Following the services at the home the body was escorted to the Nevada cemetery where it was laid to rest in the family lot in the center of the old portion of the beautiful burying ground.

Following her death at Pasadena funeral services were held there and the casket containing the body where it lay until the family were in a position to make the trip west and place the body of their loved one in its final resting place.

Many have been the expressions of sympathy and good sheer for the sorrowing one since their return and all are assured of the very deep sympathy of their wide circle of friends and neighbors.

Mrs. McLain was born Mary Ann Doyle, daughter of Mr. and Mrs. Daniel Doyle, at Richmond, Virginia, the day before Christmas 1842 she being one of a family of seven daughters and two sons, but two of whom are now living.

While she was still a small child her parents moved to Indiana and after a short residence there again moved to Iowa, locating on a farm near the town of Nevada. On June 22, 1861, she was united in marriage with Frank A. McLain. Two children were born to this union they being Clark, now residing in Pasadena, Cal., and Mildred Lee, who was the wife of Jos. M. Bricker and who died in Nevada March 4, 1912.

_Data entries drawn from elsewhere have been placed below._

PR #51, opened 2018-10-22
adding fees to ledger spec

### LINKED ISSUE #50: models fee in the leger
We should model the transaction fees in the ledger spec.

JaredCorduan:
closes #50

### DIFF
--- a/specs/ledger/latex/blockchain.tex
+++ b/specs/ledger/latex/blockchain.tex
@@ -22,6 +22,14 @@ after applying the transitions in a block. Rules for delegation and unspent
 outputs in the context of a block are given in
 Sections~\ref{sec:block-delegation} and \ref{sec:block-utxo} respectively.
 
+\begin{note}
+  The protocal constants are currently modeled as a part of the
+  chain extension environment. Once we adding voting
+  (the mechanism which controls the protocol constants)
+  to the model, it will probably make sense to move them to the
+  chain extension states.
+\end{note}
+
 \begin{figure}
   \emph{Abstract types}
   \begin{equation*}
@@ -53,6 +61,7 @@ Sections~\ref{sec:block-delegation} and \ref{sec:block-utxo} respectively.
         \var{K} & \mathbb{N} & \text{number of nodes}\\
         \var{t} & \mathbb{Q} & \text{byzantine nodes ratio}\\
         \var{d} & \Epoch & \text{delegation liveness parameter}\\
+        \var{pc} & \PrtclConsts & \text{protocol constants}\\
       \end{array}
     \right)
   \end{equation*}
@@ -138,6 +147,7 @@ Sections~\ref{sec:block-delegation} and \ref{sec:block-utxo} respectively.
       }
       \\ ~ \\
       {
+        \var{pc} \vdash
         \left(
           \begin{array}{l}
             \var{utxo}\\
@@ -158,7 +168,8 @@ Sections~\ref{sec:block-delegation} and \ref{sec:block-utxo} respectively.
          \Gkeys\\
          K\\
          t\\
-         d
+         d\\
+         pc
       \end{array}}
       \vdash
       {
@@ -240,7 +251,7 @@ is shown in Figure~\ref{fig:rules:delegation-sequence}.
   \end{equation*}
   \emph{Block delegation transitions}
   \begin{equation*}
-    \_ \vdash \_ \trans{chain}{\_} \_ \in
+    \_ \vdash \_ \trans{bdeleg}{\_} \_ \in
       \powerset (\BDEnv \times \BDState \times \Block \times \CEState)
   \end{equation*}
   \caption{Block delegation transition-system types}
--- a/specs/ledger/latex/blockchain.tex
+++ b/specs/ledger/latex/blockchain.tex
@@ -23,11 +23,21 @@ outputs in the context of a block are given in
 Sections~\ref{sec:block-delegation} and \ref{sec:block-utxo} respectively.
 
 \begin{note}
-  The protocal constants are currently modeled as a part of the
+  The protocol constants are currently modeled as a part of the
   chain extension environment. Once we adding voting
   (the mechanism which controls the protocol constants)
   to the model, it will probably make sense to move them to the
-  chain extension states.
+  chain extension states. The protocol constants will also be
+  added to the ledger state, along with some kind of rule which
+  combines voting with the UTxO rule:
+  \begin{equation*}
+    \inference[Voting-combine]
+    {
+      \var{pc} \trans{voting}{} \var{pc'} &
+      \var{pc'} \vdash \var{utxo} \trans{utxo}{} \var{utxo'}\\ ~ \\
+    }
+    {\ldots}
+  \end{equation*}
 \end{note}
 
 \begin{figure}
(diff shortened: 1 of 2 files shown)


specs/ledger/latex/ledger-spec.tex
```diff
@@ -300,8 +306,8 @@ \section{UTxO}
 \begin{figure}
   \begin{equation}\label{eq:utxo-inductive}
     \inference[UTxO-inductive]
-    { \txins{tx} \subseteq \dom \var{utxo}
-      & \balance{(\txouts{tx})} \leq \balance{(\txins{tx} \restrictdom \var{utxo})}
+    { \txins{tx} \subseteq \dom \var{utxo} & \minfee{tx} \leq \txfee{tx}\\
```
dnadales: According [this message](https://input-output-rnd.slack.com/archives/CCZSDE005/p1540233076000100), it seems `minfee` depends on parameters outside the transaction `tx`, called `a` and `b`. So it seems we'd need to add a transition environment, that contains `a` and `b` and model this is `minfee a b tx` (I need to look what `a` and `b` are).

specs/ledger/latex/ledger-spec.tex
```diff
@@ -325,6 +331,15 @@ \section{UTxO}
   $\var{tx}$.
 \end{itemize}
 
+\begin{note}
```
dnadales, line 339: That's indeed a good point! So what you're saying is that if we'd take coin to be `Z` then we could spend more than what we have by having negative outputs, right? Maybe we should either put constraints on the `Coin` type (e.g. commutative monoid), or specify in the rule that all values should be `>= 0` (but the `Coin` is not abstract anymore). Should we try to fix this in this pull request?

dnadales (commented):
Thanks a lot for this!

I think we should address:

0. Modelling the parameters on which the `minfee` function depends.
1. Restrict the possible instances of `Coin`.

specs/ledger/latex/ledger-spec.tex
nc6: At the moment, `Coin` is given no specification (which is a problem since we try to sum over it in the `balance` operation!) I feel we should constrain the coin type.

nc6 (approved):

nc6:
I had no comments aside from Damian's, so giving approval. I think we should fix the `minfee` params, though I'd be happy to address the `Coin` issue in a separate PR.

specs/ledger/latex/ledger-spec.tex
```diff
@@ -242,7 +244,11 @@ \section{UTxO}
       \txid{} & \Tx \to \TxId & \text{compute transaction id}\\
       %
       \fun{txbody} & \Tx \to \powerset{\TxIn} \times (\Ix \mapsto \TxOut)
-                                  & \text{transaction body}
+                                  & \text{transaction body}\\
+      %
+      \fun{txfee} & \Tx \to \Coin & \text{transaction fee}\\
+      %
+      \fun{minfee} & \Tx \to \Coin & \text{minimum fee}
```
mgudemann: according to a message from Duncan, close to the Damien's link below, we might make this a function from the size of `Tx` to `Coin`, as it depends solely on the size and not the content of the transaction.

mgudemann: that is having type `N -> Coin`

dnadales:
> I had no comments aside from Damian's, so giving approval. I think we should fix the `minfee` params, though I'd be happy to address the `Coin` issue in a separate PR.

Sounds good @nc6! I've created an [issue](https://github.com/input-output-hk/cardano-chain/issues/54) about this.

specs/ledger/latex/ledger-spec.tex
JaredCorduan: yea, that is my preference as well, to make it essentially N.  Commutative monoid is unfortunately not enough (Z meets that as well).  I'm happy to change this here. I just put it as a note since I wasn't sure if it required a larger conversation.  Eventually, once we introduce Chimeric types and therefore need subtraction or inverses, the decision will be trickier.

specs/ledger/latex/ledger-spec.tex
JaredCorduan: that's a great point @dnadales , thanks.

specs/ledger/latex/ledger-spec.tex
JaredCorduan: I left it as `Tx` since that we the spec reads the same whether or not the fee is implicit (ie the difference) or explicit.

JaredCorduan: but perhaps it is time to let go of trying to keep this ledger spec the same as the others yet to come.

dnadales (approved):

JaredCorduan:
@dnadales - thanks again for catching the missing protocol constants!  I've added them to the model, including the chain extension rule. it's probably worth another good look, it is not as minimal a change as it was before...

specs/ledger/latex/blockchain.tex
```diff
@@ -22,6 +22,14 @@ \subsection{Chain extension}
 outputs in the context of a block are given in
 Sections~\ref{sec:block-delegation} and \ref{sec:block-utxo} respectively.
 
+\begin{note}
+  The protocal constants are currently modeled as a part of the
```
dnadales: Protocal sounds like the first calendar humans ever used :P (sorry it is early in the morning)

specs/ledger/latex/blockchain.tex
```diff
@@ -22,6 +22,14 @@ \subsection{Chain extension}
...
+  chain extension environment. Once we adding voting
+  (the mechanism which controls the protocol constants)
+  to the model, it will probably make sense to move them to the
+  chain extension states.
+\end{note}
```
dnadales, line 41: Actually I would say that the chain extension state will include these "constants", but the ledger rules that model voting and updates will have them as well.

specs/ledger/latex/ledger-spec.tex
```diff
@@ -306,10 +310,11 @@ \section{UTxO}
 \begin{figure}
   \begin{equation}\label{eq:utxo-inductive}
     \inference[UTxO-inductive]
-    { \txins{tx} \subseteq \dom \var{utxo} & \minfee{tx} \leq \txfee{tx}\\
-      \balance{(\txouts{tx})}  + \txfee{tx} = \balance{(\txins{tx} \restrictdom \var{utxo})}
+    { \txins{tx} \subseteq \dom \var{utxo} & \minfee{pc}{tx} \leq \txfee{tx}\\
+      \balance{(\txouts{tx})}  + \txfee{tx} =
```
dnadales, line 314: So the only `minfee` depends on the protocol (fee) constants, right?

dnadales (approved):
Looks good! Thanks!

specs/ledger/latex/blockchain.tex
JaredCorduan: eventually outdated by cro-magnon-cal :calendar:

specs/ledger/latex/ledger-spec.tex
JaredCorduan: as of now, yes

specs/ledger/latex/blockchain.tex
JaredCorduan: So would you reword this as

> Once we adding voting (the mechanism which controls the protocol constants) to the model, it will probably make sense to move them to the chain extension states and add them to the rules involving votes

?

The active years of Mrs. McLain and husband were spent on the McLain home farm, southeast of this city. There this pioneer couple united brain with muscle and died their part well in transforming the raw prairie and swamps of primevial Iowa into the great rich agricultural state Iowa is today. In 1893, Mr. and Mrs. McLain retired from active farm life and moved to Nevada, where they have since made their home. While Mrs. McLain felt an active interest in affairs pertaining to her community and town, her chief interest was in her own home and she was a model homekeeper and homemaker. For longer than 65 years Mrs. McLain and her husband have resided in the town of Nevada and its these years as man and wife they are wrought together. These years have witnessed the passing of all but a very few of their early Iowa friends, but as friends and the years have passed, Mrs. McLain made new friends from the strangers who came into her home town. The chief regret of Mrs. McLain curing the illness that resulted in her death, was that she would have to leave the companion of her youth and old age and that she would see the friends of her home town no more.

Of her immediate family she leaves to revere her memory her husband and son also five grandchildren, three great-grandchildren, and two surviving sisters, Mrs. Kate Lockwood of Clarion, Iowa and Mrs. Margaret Page of Oto, Iowa, and many friend in both Iowa and California.

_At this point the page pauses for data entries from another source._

PR #55, opened 2018-10-23
[CDEC-638] Adds a description of the delegation interface

mdimjasevic:
This adds the description of the delegation interface between the ledger layer and the blockchain layer.

### DIFF
--- a/specs/chain/latex/blockchain-spec.tex
+++ b/specs/chain/latex/blockchain-spec.tex
@@ -8,6 +8,7 @@
 \usepackage[capitalise,noabbrev,nameinlink]{cleveref}
 \usepackage[utf8]{inputenc}
 \usepackage{latexsym}
+\usepackage{listings}
 \usepackage{mathpazo} % nice fonts
 \usepackage{mathtools}
 \usepackage{microtype}
@@ -174,6 +175,11 @@ design.
 \section{Delegation}
 \label{sec:delegation}
 
+\marko{This section might be out of date. There is a work in progress to come
+  up with an interface between the blockchain layer and the ledger layer.
+  %
+  See CDEC-638.}
+
 The genesis block contains verification keys of $n$ servers.
 %
 As of mid-October 2018, $n = 7$.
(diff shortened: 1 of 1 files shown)


specs/chain/latex/blockchain-spec.tex
```diff
@@ -245,6 +251,90 @@ \subsection{Delegation Design}
...
+valid and possibly invalidate other certificates in the future.
+%
+As part of the delegation interface, the ledger layer exposes functionality
+for checking if a particular verification key has the delegation right to sign
+a block in the current slot.
+%
+In particular, if the verification key has the right to sign, the
+functionality should inform who is the delegator.
+%
+In Haskell, the signature of the corresponding function is:
```
dnadales, line 283: "could be"? Since I guess there are multiple ways of modelling this.

specs/chain/latex/blockchain-spec.tex
```diff
@@ -245,6 +251,90 @@ \subsection{Delegation Design}
...
+%
+\begin{lstlisting}
+delegator :: (VKey vk_d, VKeyGen vk_s) => vk_d -> Maybe vk_s
+\end{lstlisting}
```
dnadales, line 287: It'd be nice to have an equivalent formulation in terms of operational rules. Which are the types of the states that you envision? Then we can see how to model this in the ledger.

specs/chain/latex/blockchain-spec.tex
```diff
@@ -245,6 +251,90 @@ \subsection{Delegation Design}
...
+
```
dnadales, line 288: So it seems that the map from `VKeyGen` to `VKey` contains the information needed to implement `delegator` already, doesn't it?

specs/chain/latex/blockchain-spec.tex
```diff
@@ -245,6 +251,90 @@ \subsection{Delegation Design}
...
+blockchain layer has to inform the ledger layer of new certificates when a new
+block is added to the blockchain.
+%
+Therefore, as part of the delegation interface, the blockchain layer exposes
+new delegation certificates functionality to the ledger layer.
+%
+This functionality should communicate at least the following information for
+each new delegation certificate:
+%
+1) the delegator's verification key,
```
dnadales: Maybe use `enumerate`?

specs/chain/latex/blockchain-spec.tex
```diff
@@ -309,6 +399,10 @@ \subsection{Properties}
 \subsubsection{Delegation}
 \label{sec:delegation-properties}
 
+\marko{This whole subsection on delegation rules is out of date.
```
dnadales, line 404: Maybe we can remove them then, since we keep the history of this document in git anyway ...

specs/chain/latex/blockchain-spec.tex
mdimjasevic: I bet there are multiple ways. This is what I came up with.

dnadales (approved):
What I'm missing is a proposal in terms of structural operational rules. I find it hard to know how should I modify the ledger layer so that the blockchain layer can use it, since I don't have blockchain rules to look at (to check for consistency).

I'm guessing how the blockchain layer could use the ledger layer in this sketch [here](https://input-output-rnd.slack.com/archives/CCRB7BU8Y/p1540294105000100?thread_ts=1540292793.000100&cid=CCRB7BU8Y). Is this what you had in mind?

I apologize for requesting such level of detail, but I'm usually quite slow in grasping these things :)

specs/chain/latex/blockchain-spec.tex
mdimjasevic: Agreed.

specs/chain/latex/blockchain-spec.tex
mdimjasevic: That's in my plan to do next.

specs/chain/latex/blockchain-spec.tex
mdimjasevic: Thanks! I'm putting it into `enumerate`.

mdimjasevic:
Damian, I will add rules next.

However, how I see this interface, the interface should be blind to how are specifics handled at either side of the interface, meaning it should know nothing about rules specific to the blockchain layer or to the ledger layer.

PR #57, opened 2018-10-23
[#56] Switch to `cardano-prelude` from external repo

### LINKED ISSUE #56: Use `cardano-prelude` from it's own repo
After moving `cardano-prelude` to an eponymous repo we need to make sure we can build referring to a specific git commit. We should also put the custom `stack` snapshot in this repo and other projects can refer to it via it's URL.

ruhatch:
Closes #56


parsonsmatt (approved):

nc6 (approved):
I'd really rather not have these additional stack.yaml files in subdirs, since they're just another place which needs to be kept in sync or else have non-intuitive diverging build results. But this isn't technically related to this PR, which in itself looks fine.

She was a member of Central Presbyterian church of this city. It was her expressed wish that she be laid to rest in the cemetery at Nevada, where both her parents, her daughter Mildred, and a grandson, and so many of her former friends, now lie at rest.

The illness that terminated her life commenced the night of February 20. This illness brought her many days of great physical suffering. She met these trying days with splendid fortitude and courage and Christian faith. In her passing her home community loses one of its constructive pioneers; her husband, a true and loving companion, her son a mother's love and her acquaintances, a true and steadfast friend.